## EXERCISE GOAL
A line belongs in the answer only if it contains the word "that"; copy every such line from the listing below.
Segment Open
PR #83, opened 2018-06-04
EX-155: Add GLO FCN map and pass it to MSM4/6 decoders

nsirola:
Add the GLO FCN map into state, a callback function for the `sbp_rtcm3_bridge` in buildroot to update it with, and move `librtcm` pointer to https://github.com/swift-nav/librtcm/pull/42.

# Testing

Sanity checks with stored MSM logs mainly to check that this does not crash. 

Buildroot PR using this fixed into a live MSM4 stream https://github.com/swift-nav/piksi_buildroot/pull/643

### DIFF
--- a/c/src/rtcm3_sbp.c
+++ b/c/src/rtcm3_sbp.c
@@ -15,6 +15,7 @@
 #include <math.h>
 #include <rtcm3_decode.h>
 #include <rtcm3_msm_utils.h>
+#include <stdio.h>
 #include <string.h>
 #include "rtcm3_sbp_internal.h"
 
@@ -47,6 +48,10 @@ void rtcm2sbp_init(
   state->last_msm_received.tow = 0;
 
   state->sent_msm_warning = false;
+
+  for (u8 i = 0; i < NUM_GLO_MAP_INDICES; i++) {
+    state->glo_sv_id_fcn_map[i] = MSM_GLO_FCN_UNKNOWN;
+  }
 
   memset(state->obs_buffer, 0, OBS_BUFFER_SIZE);
 }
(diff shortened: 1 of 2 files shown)


c/src/rtcm3_sbp.c
```diff
@@ -783,6 +790,18 @@ void rtcm2sbp_set_leap_second(s8 leap_seconds, struct rtcm3_sbp_state *state) {
...
 }
 
+void rtcm2sbp_set_glo_fcn(sbp_gnss_signal_t sid,
+                          u8 sbp_fcn,
+                          struct rtcm3_sbp_state *state) {
+  /* convert FCN from SBP representation to RTCM representation */
+  if (SBP_GLO_FCN_UNKNOWN == sbp_fcn) {
+    state->glo_sv_id_fcn_map[sid.sat] = MSM_GLO_FCN_UNKNOWN;
+  } else {
+    s16 fcn = sbp_fcn - SBP_GLO_FCN_OFFSET;
```
pmiettinen: What happens here, why `s16`?

nsirola: Being paranoid about truncating negative values. In suppose `s8` would have been enough.

pmiettinen: ok, well the worst that can happen on the negative side is `0 - SBP_GLO_FCN_OFFSET = -SBP_GLO_FCN_OFFSET`

Bigger problem would be if `sbp_fcn > SCHAR_MAX + SBP_GLO_FCN_OFFSET`.

c/src/rtcm3_sbp.c
```diff
@@ -783,6 +790,18 @@ void rtcm2sbp_set_leap_second(s8 leap_seconds, struct rtcm3_sbp_state *state) {
...
+    state->glo_sv_id_fcn_map[sid.sat] = (u8)fcn + MSM_GLO_FCN_OFFSET;
```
Segment Closed
## EXERCISE RESPONSE
Sanity checks with stored MSM logs mainly to check that this does not crash. 
pmiettinen: ok, well the worst that can happen on the negative side is `0 - SBP_GLO_FCN_OFFSET = -SBP_GLO_FCN_OFFSET`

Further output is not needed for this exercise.